United States District Court, D. Delaware

November 21, 2018

EPIC IP LLC, Plaintiff,
v.
BACKBLAZE, INC., Defendant.

          MEMORANDUM OPINION AND ORDER

          WILLIAM C. BRYSON UNITED STATES CIRCUIT JUDGE.

         This is a patent infringement action brought by plaintiff Epic IP LLC against defendant Backblaze, Inc. Before the Court is Backblaze's motion to dismiss the complaint based on patent ineligibility under 35 U.S.C. § 101. Following briefing and oral argument before the Court on November 16, 2018, the Court GRANTS the motion and dismisses the complaint with prejudice. A judgment will be separately entered terminating this action.

         BACKGROUND

         Epic owns U.S. Patent No. 6, 434, 599 (“the '599 patent”), which is entitled “Method and Apparatus for On-Line Chatting.” The patent is directed to the formation of an Internet chat session in which on-line users who visit an information site can establish a separate chat session with a sub-group of those visiting the site. Epic has asserted five of the twenty-five claims against Backblaze. The asserted claims are claims 1-4 and 19. The first four claims are method claims; the last is an apparatus claim to an “information server” that enables the formation of a chat session unaffiliated with a pre-established chat room.

         Claim 1 of the '599 patent provides as follows:

1. An on-line chatting method comprising:
facilitating visit [sic: a visit] by a first on-line user to an information page of an information site;
facilitating dynamic formation of a chat session unaffiliated with any pre-established chat room for said first on-line user and a second on-line user to chat with each other; and
facilitating said chat session through which said first and second on-line users chat with each other.

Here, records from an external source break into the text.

PR #92, opened 2018-05-08
DM-14356: Add matplotlib.figure.Figure storage to PosixStorage.

TallJimbo:
Matplotlib figures cannot be retrieved using the butler, but 'put' should now work.

Note that this storage actually only requires that the object being saved have a `savefig` method with the same behavior as matplotlib's.

### DIFF
--- a/python/lsst/daf/persistence/posixStorage.py
+++ b/python/lsst/daf/persistence/posixStorage.py
@@ -777,7 +777,6 @@ def writeFitsCatalogStorage(butlerLocation, obj):
         else:
             kwds = {}
         obj.writeFits(logLoc.locString(), **kwds)
-        return
 
 
 def readMatplotlibStorage(butlerLocation):
--- a/python/lsst/daf/persistence/posixStorage.py
+++ b/python/lsst/daf/persistence/posixStorage.py
@@ -293,7 +293,7 @@ class PosixStorage(StorageInterface):
         storageName = location.getStorageName()
         if storageName not in ('BoostStorage', 'FitsStorage', 'PafStorage',
                                'PickleStorage', 'ConfigStorage', 'FitsCatalogStorage',
-                               'ParquetStorage'):
+                               'ParquetStorage', 'MatplotlibStorage'):
             self.log.warn("butlerLocationExists for non-supported storage %s" % location)
             return False
         for locationString in location.getLocations():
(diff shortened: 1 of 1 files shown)


python/lsst/daf/persistence/posixStorage.py
```diff
@@ -780,6 +780,57 @@ def writeFitsCatalogStorage(butlerLocation, obj):
...
+    ----------
+    butlerLocation : ButlerLocation
+        The location & formatting for the object to be written.
+    obj : matplotlib.figure.Figure
+        The object to be written.
+
+    Raises
+    ------
+    ValueError
+        Raised if the file
```
laurenam: Trailing sentence.  I also don't see a **raise** below.

python/lsst/daf/persistence/posixStorage.py
```diff
@@ -780,6 +780,57 @@ def writeFitsCatalogStorage(butlerLocation, obj):
...
+        # and pass that as the format directly.
+        _, ext = os.path.splitext(locations[0])
+        if ext:
+            ext = ext[1:]  # strip off leading '.'
+        else:
+            # If there is no extension, we let matplotlib fall back to its
+            # default.
+            ext = None
+        obj.savefig(logLoc.locString(), format=ext)
+        return
```
laurenam: Is the **return** meant to be indented to within the **with SafeFilename** here?

PaulPrice: The empty `return` here serves no purpose, and should be removed.

python/lsst/daf/persistence/posixStorage.py
```diff
@@ -780,6 +780,57 @@ def writeFitsCatalogStorage(butlerLocation, obj):
...
+    ValueError
+        Raised if the file
+    """
+    additionalData = butlerLocation.getAdditionalData()
+    locations = butlerLocation.getLocations()
+    with SafeFilename(os.path.join(butlerLocation.getStorage().root, locations[0])) as locationString:
+        logLoc = LogicalLocation(locationString, additionalData)
+        # SafeFilename appends a random suffix, which corrupts the extension
+        # matplotlib uses to guess the file format.
+        # Instead, we strip off the extension from the original location
```
wmwv: I would say "extract the extension".
"strip off the extension" implies it's removed from the location name.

         Claim 2 depends from claim 1 and adds that “said facilitating of dynamic formation of a chat session unaffiliated with any pre-established chat room comprises providing a mechanism to said first on-line user to initiate formation of said unaffiliated chat session.”

         Claim 3 depends from claim 2 and adds that “said provision of a mechanism to said first on-line user to initiate formation of said unaffiliated chat session comprises providing a selectable icon for said first on-line user to indicate the first on-line user's desire to chat with another non-particularized on-line user.”

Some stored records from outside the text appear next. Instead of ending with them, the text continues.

PR #93, opened 2018-05-11
DM-14359: Fix data ID handling in ap_*

kfindeisen:
This PR factors some of the dataId handling logic out of `pipe_base` so that it can be used by code other than `ArgumentParser`. I've created a new module, `butlerHelpers.py`, for similar application logic that may be factored out in the future (in the unlikely event that it's needed before we rewrite everything for Butler 3).

### DIFF
--- a/python/lsst/daf/persistence/butlerHelpers.py
+++ b/python/lsst/daf/persistence/butlerHelpers.py
@@ -1,0 +1,80 @@
+#
+# LSST Data Management System
+# Copyright 2008-2018 AURA/LSST.
+#
+# This product includes software developed by the
+# LSST Project (http://www.lsst.org/).
+#
+# This program is free software: you can redistribute it and/or modify
+# it under the terms of the GNU General Public License as published by
+# the Free Software Foundation, either version 3 of the License, or
+# (at your option) any later version.
+#
+# This program is distributed in the hope that it will be useful,
+# but WITHOUT ANY WARRANTY; without even the implied warranty of
+# MERCHANTABILITY or FITNESS FOR A PARTICULAR PURPOSE.  See the
+# GNU General Public License for more details.
+#
+# You should have received a copy of the LSST License Statement and
+# the GNU General Public License along with this program.  If not,
+# see <http://www.lsstcorp.org/LegalNotices/>.
+#
+
+"""Common tasks and idioms performed with the Butler.
+"""
+
+__all__ = ["dataExists", "searchDataRefs"]
+
+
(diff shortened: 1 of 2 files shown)


python/lsst/daf/persistence/butlerHelpers.py
```diff
@@ -0,0 +1,80 @@
...
+
+    Returns
+    -------
+    exists : `bool`
+        Return value is `True` if data exists, `False` otherwise.
+    """
+    subDRList = dataRef.subItems()
+    if subDRList:
+        for subDR in subDRList:
+            if dataExists(subDR):
```
parejkoj: I am curious why this needs to be recursive. Wouldn't just `datasetExists` handlle all such situations? When does it not?

python/lsst/daf/persistence/butlerHelpers.py
```diff
@@ -0,0 +1,80 @@
...
+
+    Parameters
+    ----------
+    butler: `lsst.daf.persistence.Butler`
+        The repository to query for data.
+    datasetType : `str`
+        The type of data references to return.
+    level : `str`
+        The level of data ID at which to search. If the empty string, the
+        default level for ``datasetType`` shall be used.
```
parejkoj: Please reference wherever it is in the butler docs that `level` is better defined. If anywhere.

python/lsst/daf/persistence/butlerHelpers.py
kfindeisen: I have no idea. This is just copied from `pipe_base`.

python/lsst/daf/persistence/butlerHelpers.py
kfindeisen: I'm not aware of any definition of `level` in the docs.

python/lsst/daf/persistence/butlerHelpers.py
kfindeisen: It looks like @r-owen wrote this function [originally](https://github.com/lsst/pipe_base/commit/792b4b912d5fcb80de9d88a22737de01c88f61e3).

python/lsst/daf/persistence/butlerHelpers.py
r-owen: I suggest we leave it alone. It was necessary in the butler when I wrote it, because of dataset types such as raw images, which were per amplifier. I strongly suspect it's still necessary. It will go away with gen3 butler, thank heavens. I hated the code when I wrote it and I still hate it.

PR #98, opened 2018-08-30
DM-15599: Stop using boost persistence in afw

r-owen:


python/lsst/daf/persistence/posixStorage.py
```diff
@@ -561,7 +562,74 @@ def writeConfigStorage(butlerLocation, obj):
...
+    with SafeFilename(os.path.join(butlerLocation.getStorage().root, locations[0])) as locationString:
+        logLoc = LogicalLocation(locationString, additionalData)
+        if supportsOptions:
+            obj.writeFitsWithOptions(logLoc.locString(), options=additionalData)
+        else:
+            obj.writeFits(logLoc.locString())
+
+
+def boostReadFitsStorage(butlerLocation):
+    """Read a FITS image from a butlerLocation using boost peristence
```
TallJimbo: Seems like we should remove this function and check that we don't actually use it anywhere anymore.

I also don't think it actually makes sense - we've never used Boost to read FITS code.  At most this could be using Boost to read `daf::base::Persistable`, but that has nothing to do with FITS.

r-owen: Sounds great! I will try that and see what Jenkins thinks.

r-owen: You were right. After removing this Jenkins still ran, including ci_hsc! Please have another look.

PR #100, opened 2018-09-17
DM-15776: Reimplement FitsStorage support for reading headers directly.

TallJimbo:


TallJimbo:
Yeah, I think that would require (at least) moving the test for what kind of reader to use inside the loop over locations so we could capture the concrete options in closure (at least I think that's what you had in mind).  While that loop is only ever going to have one iteration, that was enough to make that option seem to me to be not obviously better than what I have there now.

PR #101, opened 2018-09-28
Workaround for ignoring the requested HDU; DM-15902

RobertLuptonTheGood:


python/lsst/daf/persistence/posixStorage.py
```diff
@@ -604,7 +604,16 @@ def readFitsStorage(butlerLocation):
         if supportsOptions:
             finalItem = pythonType.readFitsWithOptions(logLoc.locString(), options=additionalData)
         else:
-            finalItem = reader(logLoc.locString())
+            fileName = logLoc.locString()
+            mat = re.search(r"^(.*)\[(\d+)\]$", fileName)
+
+            if mat and reader == readMetadata: # readMetadata() only understands the hdu argument, not [hdu]
```
TallJimbo: Instead of just `reader == readMetadata`, it might be good to also include the explicit HDU arg if `issubclass(pythonType, (afwImage.image, afwImage.Mask)`, because we may want to read specific HDUs according to the template for those, too.  It looks like neither `MaskedImage` nor `Exposure` have an `hdu` argument to `readFits` (which makes sense).

It may also be a good idea to reorder the logic, and only to the regex/stripping if the reader is [one of] the appropriate type[s].

PR #104, opened 2018-10-26
DM-12390: Butler doesn't raise when failing to write data

n8pease:


n8pease:
@erykoff `getLocations` docs say 
```
        Returns
        -------
        If write is False, will return either a single object or None. If write is True, will return a list
        (which may be empty)
```
it looks like `getUri` works because in the case where `write` is `False` it returns an object or `None` and so the return at https://github.com/lsst/daf_persistence/blob/master/python/lsst/daf/persistence/butler.py#L1536 works.

And in the case where `write` is `True` it iterates over locations, which is an empty list in our case, and ends up raising because it didn't return, here: https://github.com/lsst/daf_persistence/blob/master/python/lsst/daf/persistence/butler.py#L1548

It would probably be safer to change the check to `not locations`, I'll leave that to you decide and do if you want.

n8pease:
`NoResults` seems like a reasonable exception to throw, I'll make that change.

PR #110, opened 2019-03-14
DM-18488: Support pyyaml 5.1

timj:


python/lsst/daf/persistence/butlerLocation.py
```diff
@@ -193,7 +193,11 @@ class ButlerLocation(yaml.YAMLObject):
     """
 
     yaml_tag = u"!ButlerLocation"
-    yaml_loader = yaml.Loader
+    try:
```
ktlim: Is this actually used anywhere?  It seems strange that this is a class variable rather than built into `from_yaml`, and I don't see any caller for the latter or use of the variable.

python/lsst/daf/persistence/repositoryCfg.py
```diff
@@ -317,4 +317,15 @@ def __repr__(self):
             self._policy)
 
 
-yaml.add_constructor(u"!RepositoryCfg_v1", RepositoryCfg.v1Constructor)
+Loaders = [yaml.Loader, ]
```
ktlim: Maybe `loaderList` rather than `Loaders`?  Otherwise, it looks like a class name.

python/lsst/daf/persistence/butlerLocation.py
timj: Weird, I changed it because I assumed it was used but you are right, I can't find anywhere that uses that or the dumper.

timj: My mistake. This class inherits from `yaml.YamlObject` and `yaml_loader` is the class variable that `yaml` assumes will define the loader.

PR #111, opened 2019-04-26
DM-12594: Remove daf::base::Citizen

parejkoj:


src/DbAuth.cc
```diff
@@ -62,97 +60,79 @@ namespace pexPolicy = lsst::pex::policy;
...
         if (ret != 0 || (st.st_mode & (S_IRWXG | S_IRWXO)) != 0) {
-            throw LSST_EXCEPT(pexExcept::RuntimeError,
-                    filename + " is missing or accessible by others");
-        }
-        {
-            dafBase::PersistentCitizenScope scopeGuard;
-            authPolicy = pexPolicy::Policy::Ptr(new pexPolicy::Policy(filename));
+            throw LSST_EXCEPT(pexExcept::RuntimeError, filename + " is missing or accessible by others");
         }
+        { authPolicy = pexPolicy::Policy::Ptr(new pexPolicy::Policy(filename)); }
```
natelust: Why is this happening in its own execution block?

parejkoj: Ha! Look at the diff above: this was just collapsed by clang-format from lines 89-94 in the original.

So, I have no idea why it's a separate block.

natelust: I think I vaguely recall either Jim or Pim working on something to to with the scopeGaurd. I think it was related to a ticket Pim had worked on to make daf persistence thread safe, which is what the scope had to be in place. Now that that is removed I think the scope block can be removed too.

parejkoj: You may be right about the reasoning, but according to git history, the `scopeGuard` was added 10 years ago by `smm`.

https://github.com/lsst/daf_persistence/commit/58860a4a4f0a7d5db62405f16e1edc305eb56e23

I'm tempted to just leave it as is, given the imminent removal of `daf_persistence`. ;-)

PR #121, opened 2020-10-31
DM-22814: Remove afw APIs deprecated in DM-17566

parejkoj:


python/lsst/daf/persistence/posixStorage.py
```diff
@@ -580,7 +580,7 @@ def readFitsStorage(butlerLocation):
     if not supportsOptions:
         from lsst.daf.base import PropertySet, PropertyList
         if issubclass(pythonType, (PropertySet, PropertyList)):
-            from lsst.afw.image import readMetadata
+            from lsst.afw.fits import readMetadata
```
kfindeisen, line 583: Out of scope, but maybe get rid of the local import while you're at it?

kfindeisen (approved):

python/lsst/daf/persistence/posixStorage.py
parejkoj: I think I'll leave it, given daf_persistence near-obsolescence (tm).

PR #125, opened 2021-02-04
DM-28659: Change 1000 to 3 writers in test.

ktlim:


tests/test_safeFileIo.py
```diff
@@ -147,14 +147,14 @@ def testNoChange(self):
...
-class TestOneThousandWriters(unittest.TestCase):
+class TestMultipleWriters(unittest.TestCase):
     """Test for efficient file updating with shared & exclusive locks by serializing a RepositoryCfg to a
     location 1000 times. When this was tested on a 2.8 GHz Intel Core i7 macbook pro it took about 1.3 seconds
     to run. When the squash performance monitoring framework is done, this test could be monitored in that
     system."""
 
     def setUp(self):
-        self.testDir = tempfile.mkdtemp(dir=ROOT, prefix='TestOneThousandWriters-')
+        self.testDir = tempfile.mkdtemp(dir=ROOT, prefix='TestMultipleWriters-')
```
parejkoj, line 157: Why not do `self.__class__.__name__` for the prefix here, to keep it generic?

tests/test_safeFileIo.py
```diff
@@ -147,14 +147,14 @@ def testNoChange(self):
             self.assertEqual(f.read(), "some test string")
 
 
-class TestOneThousandWriters(unittest.TestCase):
+class TestMultipleWriters(unittest.TestCase):
     """Test for efficient file updating with shared & exclusive locks by serializing a RepositoryCfg to a
     location 1000 times. When this was tested on a 2.8 GHz Intel Core i7 macbook pro it took about 1.3 seconds
```
parejkoj, line 152: This is no longer 1000 times. Please update the docstring if anything else needs to change, too.

parejkoj (commented):
Some docstring suggestions.

tests/test_safeFileIo.py
ktlim: Seems a bit too fancy for something that is scheduled to die before the end of the year.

         Claim 4 depends from claim 3 and adds that “said provision of a mechanism to said first on-line user to initiate formation of said unaffiliated chat session further comprises providing one or more dialog panels for said first on-line user to specific [sic: specify] one or more descriptive characteristics of said first on-line user.”

         Claim 19 provides as follows:

19. An information server comprising:
a plurality of information pages to be selectively provided to a client computer responsive to the client computer's request; and
a first script/applet to be included with a responsive information page to enable the client computer to initiate dynamic formation of a chat session unaffiliated with any pre-established chat room for a user of the client computer to chat with a second user of interest, also visiting the information server.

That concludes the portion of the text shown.